Grazie ad un amico che recita con loro a teatro in “Morte di un commesso viaggiatore” di Arthur Miller, trovano una sistemazione in un modesto alloggio precedentemente occupato da una donna di cui ignorano la professione.
Mentre è sola in casa Rana viene aggredita ma, nonostante la violenza subita, non vuole sporgere denuncia.
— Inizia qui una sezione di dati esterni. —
PR #514, opened 2021-10-13
duplicate r/routes output

zengxinhui:
Perhaps this is not needed as the same output is shown above close.
Or the `nil`s need to be removed to match actual output. See PR513 https://github.com/metosin/reitit/pull/513


Deraen:
Merged: https://github.com/metosin/reitit/commit/153eaaf2b0739d76cede53a00e16a75ed4c4775d

PR #521, opened 2021-12-04
Remove unused internal ‘goog-extend’ function

mthl:
This function is internal (meaning in a `*.impl` namespace) and not used anymore.


ikitommi:
thanks!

Emad è deciso tuttavia rintracciare l’uomo che ha quasi ucciso sua moglie.
Critica: Tutto ha inizio e termina dalla casa, simbolo di protezione e stabilità che diviene luogo di violenza e precarietà: quella finta, perfetta, del teatro, accuratamente illuminata dalle luci di scena, ambientazione di “Morte di un commesso viaggiatore”, in cui si mescolano realtà e finzione; quella crepata, ferita, che la coppia formata da Emad e Rana è costretta a lasciare di fretta e che si trasformerà anch’essa, nella lunga sequenza finale che è un susseguirsi di colpi di scena, in una specie di set teatrale; ed infine l’appartamento impersonale, occupato dagli oggetti della misteriosa estranea che li ha preceduti e di cui bisogna disfarsi, in cui si consuma la violenza.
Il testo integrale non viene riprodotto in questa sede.